### Your assignment
Below are some records; return all of them exactly as they are.

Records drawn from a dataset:
--- --- ---

PR #244, opened 2022-12-21
Update demystifying_python.md

leemc-data-ed:
Updated highlight box (line 274) from "help" to "options." Updated version number and template version number. This seems like the "options" box is clearly the right choice here, though I'm curious if anyone thinks the wording should be tweaked a little.


drelliche (approved):
lgtm!

PR #286, opened 2023-01-25
Small fixes for directories and file paths module

rosemm:
A teeny little PR. Just two small changes:

- fixed a typo I noticed while refreshing myself on the module content
- reworded a quiz question to take out the unnecessary introduction of the word "cohort", which is a technical term people may not be familiar with, and not at all needed for the question


leemc-data-ed (approved):
Lgtm! Thanks!

PR #298, opened 2023-01-26
add how to get solution

pm0kjp:


leemc-data-ed (changes requested):
All of the new content looks good! There are just a couple of issues left (that are actually problems that I left, not ones you introduced)
1. The "Your Task" division in the "Practice Problem" section isn't rendering correctly, but I can't figure out what's wrong with it (but you managed to fix it in the python one, so many you know the trick)
2. If we're capitalizing Google, we'll want to do that in the care box at the end of the "Stuck?" section
But I can make these changes!

leemc-data-ed:
Except I changed the wrong module lol, but I think it's fine, one moment more please.

leemc-data-ed (approved):
Okay, lgtm!

PR #311, opened 2023-02-06
remove reminder to change REDCap link

franzenr:
note reminding to update the REDCap link with the correct module name accidentally made it into the module


leemc-data-ed (approved):
Good catch, thanks!

drelliche (approved):

PR #318, opened 2023-02-15
Quiz typo "easier" to "harder", Fixes #317

### LINKED ISSUE #317: Incorrect info in quiz explanation (Database Normalization)
In the explantation box for the Normalization quiz (pg. 8) in the Database Normalization module, there is the following text: "This repetition means that it's much easier to correct or change data if we try to put as much data as possible into a single table. However, when a normalized model is used, and data is fragmented into concepts, things get easier. Instead of correcting a product name thousands of times, once for each order that product appears on, we only have to correct it once, in the "product" table."
It seems like the first line should actually say the opposite, that it is much **harder** to correct or change data in a large single table. 
This issue is in reference to feedback record ID 224.

pm0kjp:
Also add paragraph breaks and up-version

### DIFF
--- a/database_normalization/database_normalization.md
+++ b/database_normalization/database_normalization.md
@@ -1,7 +1,7 @@
 <!--
 author:   Joy Payton
 email:    paytonk@chop.edu
-version: 1.0.1
+version: 1.0.2
 module_template_version: 3.0.0
 language: en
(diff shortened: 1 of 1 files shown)


leemc-data-ed (approved):
Lgtm!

--- --- ---

### Written solution
PR #244, opened 2022-12-21
Update demystifying_python.md

leemc-data-ed:
Updated highlight box (line 274) from "help" to "options." Updated version number and template version number. This seems like the "options" box is clearly the right choice here, though I'm curious if anyone thinks the wording should be tweaked a little.


drelliche (approved):
lgtm!

PR #286, opened 2023-01-25
Small fixes for directories and file paths module

rosemm:
A teeny little PR. Just two small changes:

- fixed a typo I noticed while refreshing myself on the module content
- reworded a quiz question to take out the unnecessary introduction of the word "cohort", which is a technical term people may not be familiar with, and not at all needed for the question


leemc-data-ed (approved):
Lgtm! Thanks!

PR #298, opened 2023-01-26
add how to get solution

pm0kjp:


leemc-data-ed (changes requested):
All of the new content looks good! There are just a couple of issues left (that are actually problems that I left, not ones you introduced)
1. The "Your Task" division in the "Practice Problem" section isn't rendering correctly, but I can't figure out what's wrong with it (but you managed to fix it in the python one, so many you know the trick)
2. If we're capitalizing Google, we'll want to do that in the care box at the end of the "Stuck?" section
But I can make these changes!

leemc-data-ed:
Except I changed the wrong module lol, but I think it's fine, one moment more please.

leemc-data-ed (approved):
Okay, lgtm!

PR #311, opened 2023-02-06
remove reminder to change REDCap link

franzenr:
note reminding to update the REDCap link with the correct module name accidentally made it into the module


leemc-data-ed (approved):
Good catch, thanks!

drelliche (approved):

PR #318, opened 2023-02-15
Quiz typo "easier" to "harder", Fixes #317

### LINKED ISSUE #317: Incorrect info in quiz explanation (Database Normalization)
In the explantation box for the Normalization quiz (pg. 8) in the Database Normalization module, there is the following text: "This repetition means that it's much easier to correct or change data if we try to put as much data as possible into a single table. However, when a normalized model is used, and data is fragmented into concepts, things get easier. Instead of correcting a product name thousands of times, once for each order that product appears on, we only have to correct it once, in the "product" table."
It seems like the first line should actually say the opposite, that it is much **harder** to correct or change data in a large single table. 
This issue is in reference to feedback record ID 224.

pm0kjp:
Also add paragraph breaks and up-version

### DIFF
--- a/database_normalization/database_normalization.md
+++ b/database_normalization/database_normalization.md
@@ -1,7 +1,7 @@
 <!--
 author:   Joy Payton
 email:    paytonk@chop.edu
-version: 1.0.1
+version: 1.0.2
 module_template_version: 3.0.0
 language: en
(diff shortened: 1 of 1 files shown)


leemc-data-ed (approved):
Lgtm!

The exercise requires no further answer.